## Work request
A verbatim copy of the entries is the required answer.

Dataset entries:
PR #47, opened 2016-04-13
Update Qt test to support Qt5

t20100:
- Close and delete PlotWidget in tests.
- Init a list of exisiting widgets that are not under silx control before running the tests.
  Then use this list when checking if tests are leaking widgets.


vasole:
That widget created by Qt (or PyQt) itself is really weird. Anyways, we found a clean way to deal with it.

Issue #48, opened 2016-04-13
Test PyQt5 wheels


vasole:
[]- Test supplied PyQt5 wheels.

[]- Figure out under which platforms are useful

Please **do not** install them on reference Mac. I need universal builds in order to be able to generate frozen packages.

Message from PyQt5 mailing list follows:

I've created a new set of wheels for the latest snapshot of PyQt5 v5.6.

Wheels for OS X and Windows can now be installed with pip3 from PyPi. Just do...

    pip3 install PyQt5

...which will also automatically install the approprate sip wheel as well.

PyPi doesn't host Linux wheels so that can be downloaded from...

    https://sourceforge.net/projects/pyqt/files/PyQt5/PyQt-5.6/

There is a link to the Linux wheel for sip on the sip download page.

The OS X and Linux wheels only have internal changes. If you installed the previous versions then there's not much point in installing these new ones.

The Windows wheels should now include the missing MSVC DLL and the OpenSSL DLLs.

Phil

t20100:
PyQt5 wheels are available on Windows and Mac (though only tagged for 10.6) ... and 'manylinux'...
For Python 3.5 only.
Integrated in appveyor CI, see #51

PR #51, opened 2016-04-14
[CI] Run tests with PySide and PyQt5 on Windows

t20100:
Make appveyor runs 3 tests:

- python 3.5, PyQt5 (wheel from pypi)
- python 2.7, PySide (wheel from pypi)
- python 2.7, PyQt4 (wheel from www.edna-site.org)

Relates to #48


vasole:
Great!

## Response to this exercise
PR #47, opened 2016-04-13
Update Qt test to support Qt5

t20100:
- Close and delete PlotWidget in tests.
- Init a list of exisiting widgets that are not under silx control before running the tests.
  Then use this list when checking if tests are leaking widgets.


vasole:
That widget created by Qt (or PyQt) itself is really weird. Anyways, we found a clean way to deal with it.

Issue #48, opened 2016-04-13
Test PyQt5 wheels


vasole:
[]- Test supplied PyQt5 wheels.

[]- Figure out under which platforms are useful

Please **do not** install them on reference Mac. I need universal builds in order to be able to generate frozen packages.

Message from PyQt5 mailing list follows:

I've created a new set of wheels for the latest snapshot of PyQt5 v5.6.

Wheels for OS X and Windows can now be installed with pip3 from PyPi. Just do...

    pip3 install PyQt5

...which will also automatically install the approprate sip wheel as well.

PyPi doesn't host Linux wheels so that can be downloaded from...

    https://sourceforge.net/projects/pyqt/files/PyQt5/PyQt-5.6/

There is a link to the Linux wheel for sip on the sip download page.

The OS X and Linux wheels only have internal changes. If you installed the previous versions then there's not much point in installing these new ones.

The Windows wheels should now include the missing MSVC DLL and the OpenSSL DLLs.

Phil

t20100:
PyQt5 wheels are available on Windows and Mac (though only tagged for 10.6) ... and 'manylinux'...
For Python 3.5 only.
Integrated in appveyor CI, see #51

PR #51, opened 2016-04-14
[CI] Run tests with PySide and PyQt5 on Windows

t20100:
Make appveyor runs 3 tests:

- python 3.5, PyQt5 (wheel from pypi)
- python 2.7, PySide (wheel from pypi)
- python 2.7, PyQt4 (wheel from www.edna-site.org)

Relates to #48


vasole:
Great!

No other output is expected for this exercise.